• [Task to complete]: Copy every record exactly.

Source data below:

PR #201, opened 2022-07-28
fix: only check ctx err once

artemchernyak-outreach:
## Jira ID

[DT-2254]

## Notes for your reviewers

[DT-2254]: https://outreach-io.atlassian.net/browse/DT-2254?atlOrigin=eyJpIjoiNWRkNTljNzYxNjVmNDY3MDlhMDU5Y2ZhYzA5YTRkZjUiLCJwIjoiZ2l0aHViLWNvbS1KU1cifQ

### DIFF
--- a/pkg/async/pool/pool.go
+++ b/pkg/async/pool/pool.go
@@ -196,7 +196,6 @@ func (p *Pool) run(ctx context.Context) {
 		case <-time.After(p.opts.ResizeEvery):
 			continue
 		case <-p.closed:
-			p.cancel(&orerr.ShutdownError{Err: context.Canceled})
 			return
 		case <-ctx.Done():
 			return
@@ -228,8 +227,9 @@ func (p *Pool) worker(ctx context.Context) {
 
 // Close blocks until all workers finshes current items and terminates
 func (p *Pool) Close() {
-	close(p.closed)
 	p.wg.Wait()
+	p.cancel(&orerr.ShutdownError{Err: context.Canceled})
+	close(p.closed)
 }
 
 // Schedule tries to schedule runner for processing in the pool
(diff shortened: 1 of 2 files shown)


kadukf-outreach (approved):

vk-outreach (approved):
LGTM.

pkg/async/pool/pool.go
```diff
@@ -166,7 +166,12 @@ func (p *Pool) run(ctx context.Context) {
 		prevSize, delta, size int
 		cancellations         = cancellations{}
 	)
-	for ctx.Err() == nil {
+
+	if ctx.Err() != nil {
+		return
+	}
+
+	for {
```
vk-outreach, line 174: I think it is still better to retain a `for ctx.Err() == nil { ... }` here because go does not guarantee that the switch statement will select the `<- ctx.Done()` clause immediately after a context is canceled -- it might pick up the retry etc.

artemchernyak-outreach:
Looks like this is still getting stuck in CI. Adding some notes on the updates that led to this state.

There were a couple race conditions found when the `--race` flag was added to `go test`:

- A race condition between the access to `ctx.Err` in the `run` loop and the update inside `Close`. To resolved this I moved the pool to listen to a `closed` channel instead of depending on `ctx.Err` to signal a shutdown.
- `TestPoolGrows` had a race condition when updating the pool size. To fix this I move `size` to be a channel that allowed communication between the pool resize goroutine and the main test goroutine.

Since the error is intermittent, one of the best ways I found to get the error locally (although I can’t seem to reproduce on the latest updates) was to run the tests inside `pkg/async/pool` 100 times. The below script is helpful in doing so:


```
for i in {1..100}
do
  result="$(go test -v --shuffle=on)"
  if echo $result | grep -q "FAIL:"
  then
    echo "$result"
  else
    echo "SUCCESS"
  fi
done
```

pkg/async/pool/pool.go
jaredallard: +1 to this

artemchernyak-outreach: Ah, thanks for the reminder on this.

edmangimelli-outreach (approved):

End of Source data.

• [Output of the exercise]:
PR #201, opened 2022-07-28
fix: only check ctx err once

artemchernyak-outreach:
## Jira ID

[DT-2254]

## Notes for your reviewers

[DT-2254]: https://outreach-io.atlassian.net/browse/DT-2254?atlOrigin=eyJpIjoiNWRkNTljNzYxNjVmNDY3MDlhMDU5Y2ZhYzA5YTRkZjUiLCJwIjoiZ2l0aHViLWNvbS1KU1cifQ

### DIFF
--- a/pkg/async/pool/pool.go
+++ b/pkg/async/pool/pool.go
@@ -196,7 +196,6 @@ func (p *Pool) run(ctx context.Context) {
 		case <-time.After(p.opts.ResizeEvery):
 			continue
 		case <-p.closed:
-			p.cancel(&orerr.ShutdownError{Err: context.Canceled})
 			return
 		case <-ctx.Done():
 			return
@@ -228,8 +227,9 @@ func (p *Pool) worker(ctx context.Context) {
 
 // Close blocks until all workers finshes current items and terminates
 func (p *Pool) Close() {
-	close(p.closed)
 	p.wg.Wait()
+	p.cancel(&orerr.ShutdownError{Err: context.Canceled})
+	close(p.closed)
 }
 
 // Schedule tries to schedule runner for processing in the pool
(diff shortened: 1 of 2 files shown)


kadukf-outreach (approved):

vk-outreach (approved):
LGTM.

pkg/async/pool/pool.go
```diff
@@ -166,7 +166,12 @@ func (p *Pool) run(ctx context.Context) {
 		prevSize, delta, size int
 		cancellations         = cancellations{}
 	)
-	for ctx.Err() == nil {
+
+	if ctx.Err() != nil {
+		return
+	}
+
+	for {
```
vk-outreach, line 174: I think it is still better to retain a `for ctx.Err() == nil { ... }` here because go does not guarantee that the switch statement will select the `<- ctx.Done()` clause immediately after a context is canceled -- it might pick up the retry etc.

artemchernyak-outreach:
Looks like this is still getting stuck in CI. Adding some notes on the updates that led to this state.

There were a couple race conditions found when the `--race` flag was added to `go test`:

- A race condition between the access to `ctx.Err` in the `run` loop and the update inside `Close`. To resolved this I moved the pool to listen to a `closed` channel instead of depending on `ctx.Err` to signal a shutdown.
- `TestPoolGrows` had a race condition when updating the pool size. To fix this I move `size` to be a channel that allowed communication between the pool resize goroutine and the main test goroutine.

Since the error is intermittent, one of the best ways I found to get the error locally (although I can’t seem to reproduce on the latest updates) was to run the tests inside `pkg/async/pool` 100 times. The below script is helpful in doing so:


```
for i in {1..100}
do
  result="$(go test -v --shuffle=on)"
  if echo $result | grep -q "FAIL:"
  then
    echo "$result"
  else
    echo "SUCCESS"
  fi
done
```

pkg/async/pool/pool.go
jaredallard: +1 to this

artemchernyak-outreach: Ah, thanks for the reminder on this.

edmangimelli-outreach (approved):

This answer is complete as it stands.